I may have been premature in my assessment. If we could get a good pic of the dropouts that would help determine pre/postwar. V/r Shawn


----------



## CURTIS L LINDGREN (Nov 5, 2020)

My Guess is the welded flat plate was used for coasting at high speed ..............to take your feet off of the pedals. ( makes you more streamlined ) Why ? Because it looks cool !!!  OR he forgot he had a rack on the back......................and that's where he keeps his Lunchbox


----------



## Frank and Pam Skid Kings (Nov 5, 2020)
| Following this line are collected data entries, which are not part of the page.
PR #2188, opened 2015-11-09
Change headers and params core.http action parameters type to object

Kami:
This changes the type of headers and params ``core.http`` action parameters type from ``string`` to ``object``.

I assume the action was defined before CLI supported complex type so action defined type as string instead of object. This is invalid and incorrect use of the types - the type should indeed be object (dict) since the runner shouldn't be responsible of figuring out and parsing the parameters.

This change is backward incompatible, but I think it's fine. I wanted to make it backward compatible since we support list for parameter `type` attribute but things broke, horrible. I got the CLI to work, but everything else broke down.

Leaving that welded plate on is perfect. Preserves the history. I like it !


----------



## tacochris (Nov 5, 2020)

Freqman1 said:


> I may have been premature in my assessment. If we could get a good pic of the dropouts that would help determine pre/postwar. V/r Shawn



Ok so here is a pic of the drops which i believe put it around the mid to late 40’s.  ....and also a detailed pic of the welded plate just for the fun of it.  Lol
I will also mention it appears to have no headbadge holes which is odd to me.


----------



## skiptooth (Nov 19, 2020)

looks like 46-47 cwc 3 gill slim tank , and pep boys sold that color back in the 50's don't you remember? i think covic took over my brain lol


----------



## tacochris (Nov 19, 2020)

skiptooth said:


> looks like 46-47 cwc 3 gill slim tank , and pep boys sold that color back in the 50's don't you remember? i think covic took over my brain



Thats a possibility i never considered, i will look into that!  Lol


----------



## Superman1984 (Nov 19, 2020)

@tacochris you should weigh it just for giggles vs an un added accessories bike. I would be dying to ride it jus' for sake of it being CWC and a true different odd rat survivor


----------



## Nashman (Nov 20, 2020)

tacochris said:


> Yet another wicked patina bike in my collection that intrigues me!  This one was found on Thanksgiving day on the road to family, as a poor yard art bike (barf).  Fell in love immediately and wouldnt leave it...made the deal over the phone with the land owner and slipped money under an old door.  Haha good memories.
> On to the bike.  Its an inch-pitch bike that has CWC hallmarks like the serial number and sprocket but it has a color arrangement ive never seen.  Once i got it cleaned up the colors are base black with a light green accent setup very similar in hue to the green on the prewar Schwinn Ace (i know its not that).  Also the spears are somewhat telling.
> Hub is Morrow and if i remember correctly it was dated 40’s.  I have a few of these seats but never had the bike they went on till this one.  If you notice, the fork crown has “shoulders” that poke out and isnt totally curved off.  Serial number below as well.
> Btw-funny story when i got it home the handlebars were PACKED with huge angry tree ants...lol. Fun times...
> ...



Adam ant ( most of you may be too young to remember this cartoon) says HI Five, and thanks for letting his Bro's live in the handlebars for so long!!


----------



## Balloonoob (Nov 20, 2020)

Nashman said:


> Adam ant ( most of you may be too young to remember this cartoon) says HI Five, and thanks for letting his Bro's live in the handlebars for so long!!View attachment 1304544



C'mon Bob.... Even us younger guys remember "up and Atom" Ant.


----------



## tacochris (Nov 20, 2020)

Nashman said:


> Adam ant ( most of you may be too young to remember this cartoon) says HI Five, and thanks for letting his Bro's live in the handlebars for so long!!View attachment 1304544



Right before they all went to be with Jesus....boy there were hundreds of the surly little farts.


----------



## GTs58 (Nov 20, 2020)

tacochris said:


> Ok so here is a pic of the drops which i believe put it around the mid to late 40’s.  ....and also a detailed pic of the welded plate just for the fun of it.  Lol
> I will also mention it appears to have no headbadge holes which is odd to me.
> 
> View attachment 1296700
> ...




If you stand the bike up with the head tube a 12:00,  that rear fork end might be considered a drop.    ...


----------



## tacochris (Nov 20, 2020)

GTs58 said:


> If you stand the bike up with the head tube a 12:00,  that rear fork end might be considered a drop.  ...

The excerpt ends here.